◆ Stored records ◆

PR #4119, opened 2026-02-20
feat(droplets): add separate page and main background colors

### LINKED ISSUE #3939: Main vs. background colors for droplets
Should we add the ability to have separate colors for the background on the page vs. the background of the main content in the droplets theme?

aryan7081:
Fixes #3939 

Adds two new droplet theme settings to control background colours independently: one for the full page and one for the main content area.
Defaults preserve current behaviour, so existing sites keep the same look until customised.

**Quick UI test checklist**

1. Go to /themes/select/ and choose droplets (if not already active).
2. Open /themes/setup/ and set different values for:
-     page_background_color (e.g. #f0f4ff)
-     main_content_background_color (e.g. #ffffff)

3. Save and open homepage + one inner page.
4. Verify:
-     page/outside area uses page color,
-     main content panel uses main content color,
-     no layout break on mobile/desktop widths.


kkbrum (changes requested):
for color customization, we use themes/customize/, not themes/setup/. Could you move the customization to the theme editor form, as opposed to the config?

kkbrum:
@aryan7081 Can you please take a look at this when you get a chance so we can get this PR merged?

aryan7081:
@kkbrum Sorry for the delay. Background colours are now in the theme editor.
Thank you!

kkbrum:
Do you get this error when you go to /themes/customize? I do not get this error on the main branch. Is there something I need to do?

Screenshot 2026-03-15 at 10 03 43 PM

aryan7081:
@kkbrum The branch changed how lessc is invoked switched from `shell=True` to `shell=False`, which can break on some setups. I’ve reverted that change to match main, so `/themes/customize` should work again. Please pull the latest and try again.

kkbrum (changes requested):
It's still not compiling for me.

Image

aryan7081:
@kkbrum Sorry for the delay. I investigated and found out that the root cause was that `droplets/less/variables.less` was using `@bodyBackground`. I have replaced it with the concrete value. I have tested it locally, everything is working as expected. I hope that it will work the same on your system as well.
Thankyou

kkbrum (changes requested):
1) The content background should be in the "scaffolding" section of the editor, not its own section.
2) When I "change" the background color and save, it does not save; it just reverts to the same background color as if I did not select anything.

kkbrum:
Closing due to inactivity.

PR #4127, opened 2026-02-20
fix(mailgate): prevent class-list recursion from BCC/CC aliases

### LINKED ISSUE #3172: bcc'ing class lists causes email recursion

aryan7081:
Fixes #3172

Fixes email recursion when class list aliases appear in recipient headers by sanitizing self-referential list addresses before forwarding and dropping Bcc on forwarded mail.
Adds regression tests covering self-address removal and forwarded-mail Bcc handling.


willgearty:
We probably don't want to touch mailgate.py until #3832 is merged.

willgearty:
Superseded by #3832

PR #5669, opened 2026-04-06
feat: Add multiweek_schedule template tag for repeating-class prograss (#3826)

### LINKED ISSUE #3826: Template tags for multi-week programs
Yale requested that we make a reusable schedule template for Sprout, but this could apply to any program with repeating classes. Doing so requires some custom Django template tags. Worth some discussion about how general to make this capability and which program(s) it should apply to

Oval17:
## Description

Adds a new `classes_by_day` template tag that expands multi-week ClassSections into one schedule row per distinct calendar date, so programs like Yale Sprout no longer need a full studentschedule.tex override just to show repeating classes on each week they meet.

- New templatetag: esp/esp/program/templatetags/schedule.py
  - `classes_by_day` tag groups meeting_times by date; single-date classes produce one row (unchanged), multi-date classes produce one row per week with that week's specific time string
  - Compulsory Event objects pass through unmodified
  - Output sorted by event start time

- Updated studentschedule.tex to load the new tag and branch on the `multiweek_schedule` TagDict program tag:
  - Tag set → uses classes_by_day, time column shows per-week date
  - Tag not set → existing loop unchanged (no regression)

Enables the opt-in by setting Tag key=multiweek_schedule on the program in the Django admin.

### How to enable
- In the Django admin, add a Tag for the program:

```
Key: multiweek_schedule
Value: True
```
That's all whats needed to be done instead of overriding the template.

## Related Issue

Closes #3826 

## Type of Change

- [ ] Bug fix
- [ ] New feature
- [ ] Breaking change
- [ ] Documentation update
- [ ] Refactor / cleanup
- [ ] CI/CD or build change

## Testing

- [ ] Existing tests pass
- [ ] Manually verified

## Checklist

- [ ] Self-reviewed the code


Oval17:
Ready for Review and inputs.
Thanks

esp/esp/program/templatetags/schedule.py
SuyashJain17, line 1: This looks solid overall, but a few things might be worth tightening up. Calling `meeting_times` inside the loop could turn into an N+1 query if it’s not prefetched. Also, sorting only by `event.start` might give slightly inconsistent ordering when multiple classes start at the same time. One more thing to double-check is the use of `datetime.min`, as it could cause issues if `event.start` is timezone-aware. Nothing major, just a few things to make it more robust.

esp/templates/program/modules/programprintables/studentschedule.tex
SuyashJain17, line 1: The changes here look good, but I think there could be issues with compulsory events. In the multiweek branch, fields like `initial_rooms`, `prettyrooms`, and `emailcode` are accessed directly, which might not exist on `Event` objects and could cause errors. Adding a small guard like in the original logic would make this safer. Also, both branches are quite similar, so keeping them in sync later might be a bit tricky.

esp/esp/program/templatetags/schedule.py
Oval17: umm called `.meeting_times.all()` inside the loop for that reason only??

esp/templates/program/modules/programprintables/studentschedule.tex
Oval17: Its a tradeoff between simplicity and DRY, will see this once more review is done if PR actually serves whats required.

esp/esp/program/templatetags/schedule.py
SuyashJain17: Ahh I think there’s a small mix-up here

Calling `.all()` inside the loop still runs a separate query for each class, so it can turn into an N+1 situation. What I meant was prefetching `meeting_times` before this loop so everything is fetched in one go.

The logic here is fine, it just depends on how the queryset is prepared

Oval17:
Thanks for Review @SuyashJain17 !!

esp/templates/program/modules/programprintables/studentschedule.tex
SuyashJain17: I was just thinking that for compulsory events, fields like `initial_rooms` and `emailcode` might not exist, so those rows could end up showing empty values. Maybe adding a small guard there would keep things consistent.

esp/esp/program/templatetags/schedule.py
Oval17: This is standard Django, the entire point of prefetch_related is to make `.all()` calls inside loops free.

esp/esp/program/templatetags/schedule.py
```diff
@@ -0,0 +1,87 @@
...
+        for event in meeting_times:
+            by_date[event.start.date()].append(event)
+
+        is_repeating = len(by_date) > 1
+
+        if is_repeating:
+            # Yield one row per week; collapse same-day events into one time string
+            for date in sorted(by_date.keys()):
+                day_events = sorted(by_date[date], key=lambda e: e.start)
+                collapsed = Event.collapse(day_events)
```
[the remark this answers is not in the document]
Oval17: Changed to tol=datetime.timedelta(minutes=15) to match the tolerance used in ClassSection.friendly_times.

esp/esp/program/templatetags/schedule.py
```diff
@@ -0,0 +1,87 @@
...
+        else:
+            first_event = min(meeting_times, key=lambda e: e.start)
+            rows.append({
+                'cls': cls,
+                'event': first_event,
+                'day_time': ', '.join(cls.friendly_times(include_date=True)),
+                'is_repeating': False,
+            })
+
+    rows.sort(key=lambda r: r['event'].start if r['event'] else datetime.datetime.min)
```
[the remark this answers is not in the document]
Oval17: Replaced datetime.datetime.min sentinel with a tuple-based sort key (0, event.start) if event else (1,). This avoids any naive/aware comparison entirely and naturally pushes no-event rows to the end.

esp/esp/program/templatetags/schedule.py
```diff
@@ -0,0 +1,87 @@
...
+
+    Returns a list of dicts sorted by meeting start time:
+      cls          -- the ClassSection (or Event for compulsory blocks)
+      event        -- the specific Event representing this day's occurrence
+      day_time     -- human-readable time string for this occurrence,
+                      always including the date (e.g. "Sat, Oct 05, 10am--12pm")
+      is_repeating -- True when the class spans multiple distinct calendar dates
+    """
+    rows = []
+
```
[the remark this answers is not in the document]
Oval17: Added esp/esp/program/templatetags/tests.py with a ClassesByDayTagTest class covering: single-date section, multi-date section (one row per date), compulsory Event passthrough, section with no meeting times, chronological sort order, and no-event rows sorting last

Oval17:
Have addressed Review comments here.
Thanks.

---

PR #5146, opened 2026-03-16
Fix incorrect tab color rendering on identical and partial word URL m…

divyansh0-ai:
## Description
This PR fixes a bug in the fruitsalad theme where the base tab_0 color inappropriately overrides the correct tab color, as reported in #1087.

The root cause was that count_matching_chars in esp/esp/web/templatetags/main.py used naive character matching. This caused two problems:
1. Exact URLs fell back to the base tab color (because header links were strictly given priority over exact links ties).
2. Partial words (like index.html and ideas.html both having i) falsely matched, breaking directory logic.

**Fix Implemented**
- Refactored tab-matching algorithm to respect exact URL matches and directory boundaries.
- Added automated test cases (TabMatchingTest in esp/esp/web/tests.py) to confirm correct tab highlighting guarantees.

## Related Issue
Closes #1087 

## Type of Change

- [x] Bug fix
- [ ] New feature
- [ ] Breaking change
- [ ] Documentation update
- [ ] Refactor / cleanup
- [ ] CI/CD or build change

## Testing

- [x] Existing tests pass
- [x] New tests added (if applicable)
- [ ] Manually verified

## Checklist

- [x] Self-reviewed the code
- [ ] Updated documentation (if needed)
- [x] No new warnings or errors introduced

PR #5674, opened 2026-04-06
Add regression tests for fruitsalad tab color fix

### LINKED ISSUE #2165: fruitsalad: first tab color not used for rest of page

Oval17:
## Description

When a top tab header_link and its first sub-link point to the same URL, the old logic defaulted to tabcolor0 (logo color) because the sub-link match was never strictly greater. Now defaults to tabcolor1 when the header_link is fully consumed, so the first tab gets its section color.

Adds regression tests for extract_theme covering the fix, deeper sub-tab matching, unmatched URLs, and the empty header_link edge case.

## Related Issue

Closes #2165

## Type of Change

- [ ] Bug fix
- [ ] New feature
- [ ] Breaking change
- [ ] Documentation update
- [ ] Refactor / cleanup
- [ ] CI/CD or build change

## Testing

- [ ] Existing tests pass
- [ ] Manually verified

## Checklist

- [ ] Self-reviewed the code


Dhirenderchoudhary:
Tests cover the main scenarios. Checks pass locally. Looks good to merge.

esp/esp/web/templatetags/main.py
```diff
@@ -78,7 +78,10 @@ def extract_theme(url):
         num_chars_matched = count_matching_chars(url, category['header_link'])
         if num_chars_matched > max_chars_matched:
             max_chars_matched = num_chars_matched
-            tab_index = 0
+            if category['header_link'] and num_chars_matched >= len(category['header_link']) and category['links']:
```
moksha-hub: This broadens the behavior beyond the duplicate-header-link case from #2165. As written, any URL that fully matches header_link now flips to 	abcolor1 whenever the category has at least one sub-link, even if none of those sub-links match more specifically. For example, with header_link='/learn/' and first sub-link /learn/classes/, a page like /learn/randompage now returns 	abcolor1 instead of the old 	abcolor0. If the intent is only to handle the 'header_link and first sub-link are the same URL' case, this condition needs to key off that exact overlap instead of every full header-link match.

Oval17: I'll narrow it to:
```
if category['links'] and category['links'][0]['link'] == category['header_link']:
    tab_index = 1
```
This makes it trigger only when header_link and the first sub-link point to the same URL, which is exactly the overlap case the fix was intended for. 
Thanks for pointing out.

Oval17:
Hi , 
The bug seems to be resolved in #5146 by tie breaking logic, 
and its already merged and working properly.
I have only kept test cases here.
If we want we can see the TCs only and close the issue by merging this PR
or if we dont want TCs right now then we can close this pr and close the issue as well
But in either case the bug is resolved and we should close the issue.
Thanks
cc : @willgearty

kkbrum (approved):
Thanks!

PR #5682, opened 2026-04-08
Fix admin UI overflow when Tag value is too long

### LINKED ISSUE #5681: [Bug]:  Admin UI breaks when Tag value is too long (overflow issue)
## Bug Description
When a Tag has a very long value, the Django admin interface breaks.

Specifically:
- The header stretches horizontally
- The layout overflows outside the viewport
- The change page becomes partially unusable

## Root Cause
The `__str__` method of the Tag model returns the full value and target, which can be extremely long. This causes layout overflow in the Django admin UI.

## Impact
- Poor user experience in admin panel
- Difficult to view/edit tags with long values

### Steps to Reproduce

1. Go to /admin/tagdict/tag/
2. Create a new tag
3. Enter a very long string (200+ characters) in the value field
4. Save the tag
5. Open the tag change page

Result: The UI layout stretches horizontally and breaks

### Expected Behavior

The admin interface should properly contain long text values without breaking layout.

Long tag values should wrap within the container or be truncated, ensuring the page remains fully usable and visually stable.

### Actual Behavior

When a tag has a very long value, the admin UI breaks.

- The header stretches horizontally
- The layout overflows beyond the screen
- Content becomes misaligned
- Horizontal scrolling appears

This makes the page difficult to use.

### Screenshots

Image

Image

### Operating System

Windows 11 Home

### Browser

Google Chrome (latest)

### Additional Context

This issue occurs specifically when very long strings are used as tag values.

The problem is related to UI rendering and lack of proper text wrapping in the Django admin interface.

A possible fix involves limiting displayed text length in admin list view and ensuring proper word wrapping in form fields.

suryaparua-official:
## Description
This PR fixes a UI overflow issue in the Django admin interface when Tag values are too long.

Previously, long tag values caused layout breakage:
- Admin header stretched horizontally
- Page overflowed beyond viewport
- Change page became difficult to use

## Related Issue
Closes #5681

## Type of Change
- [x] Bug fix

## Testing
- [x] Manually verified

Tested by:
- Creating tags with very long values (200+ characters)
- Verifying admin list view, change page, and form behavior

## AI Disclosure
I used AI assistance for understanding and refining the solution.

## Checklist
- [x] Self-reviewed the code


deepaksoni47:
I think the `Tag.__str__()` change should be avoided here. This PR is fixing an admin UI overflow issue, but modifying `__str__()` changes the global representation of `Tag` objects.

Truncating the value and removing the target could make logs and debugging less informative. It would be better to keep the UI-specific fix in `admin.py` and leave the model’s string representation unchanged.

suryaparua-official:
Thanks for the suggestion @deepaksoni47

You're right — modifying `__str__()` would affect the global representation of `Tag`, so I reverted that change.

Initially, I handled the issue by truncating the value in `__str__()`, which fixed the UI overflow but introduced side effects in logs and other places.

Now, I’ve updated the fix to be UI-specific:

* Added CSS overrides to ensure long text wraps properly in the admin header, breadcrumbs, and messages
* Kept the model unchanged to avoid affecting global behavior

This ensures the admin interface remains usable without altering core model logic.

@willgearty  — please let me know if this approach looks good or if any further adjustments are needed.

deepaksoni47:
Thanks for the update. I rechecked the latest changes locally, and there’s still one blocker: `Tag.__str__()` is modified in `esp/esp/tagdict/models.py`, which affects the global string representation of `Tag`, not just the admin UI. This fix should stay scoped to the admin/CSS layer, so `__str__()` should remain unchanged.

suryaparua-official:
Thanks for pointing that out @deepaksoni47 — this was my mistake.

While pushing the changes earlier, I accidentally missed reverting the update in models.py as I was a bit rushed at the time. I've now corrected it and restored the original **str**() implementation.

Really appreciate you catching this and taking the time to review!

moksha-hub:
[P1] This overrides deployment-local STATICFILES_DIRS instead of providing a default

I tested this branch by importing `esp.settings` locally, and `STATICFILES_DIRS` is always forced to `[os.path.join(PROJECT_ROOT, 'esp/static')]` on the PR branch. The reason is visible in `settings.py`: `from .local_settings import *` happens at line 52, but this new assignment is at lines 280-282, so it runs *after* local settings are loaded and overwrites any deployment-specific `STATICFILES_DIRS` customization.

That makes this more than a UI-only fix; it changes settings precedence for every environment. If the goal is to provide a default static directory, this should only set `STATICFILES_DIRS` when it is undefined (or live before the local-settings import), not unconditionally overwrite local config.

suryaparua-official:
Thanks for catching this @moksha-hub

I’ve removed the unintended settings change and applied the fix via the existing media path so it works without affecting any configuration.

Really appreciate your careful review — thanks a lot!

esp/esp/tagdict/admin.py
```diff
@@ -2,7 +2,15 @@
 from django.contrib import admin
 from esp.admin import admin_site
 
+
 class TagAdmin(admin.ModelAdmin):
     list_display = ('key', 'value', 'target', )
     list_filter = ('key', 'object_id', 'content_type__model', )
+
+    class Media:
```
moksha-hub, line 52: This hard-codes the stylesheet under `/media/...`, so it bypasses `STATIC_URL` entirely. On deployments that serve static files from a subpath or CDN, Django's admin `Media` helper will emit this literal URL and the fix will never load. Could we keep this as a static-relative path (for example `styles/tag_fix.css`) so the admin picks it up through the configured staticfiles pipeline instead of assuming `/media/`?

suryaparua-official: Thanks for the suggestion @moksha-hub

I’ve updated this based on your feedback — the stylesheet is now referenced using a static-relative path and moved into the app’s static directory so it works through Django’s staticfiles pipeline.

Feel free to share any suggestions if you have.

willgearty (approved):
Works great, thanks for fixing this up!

◆ What needs to be done ◆
Copy down each line in the entries that has the word "approved".

◆ Expected answer ◆
kkbrum (approved):
willgearty (approved):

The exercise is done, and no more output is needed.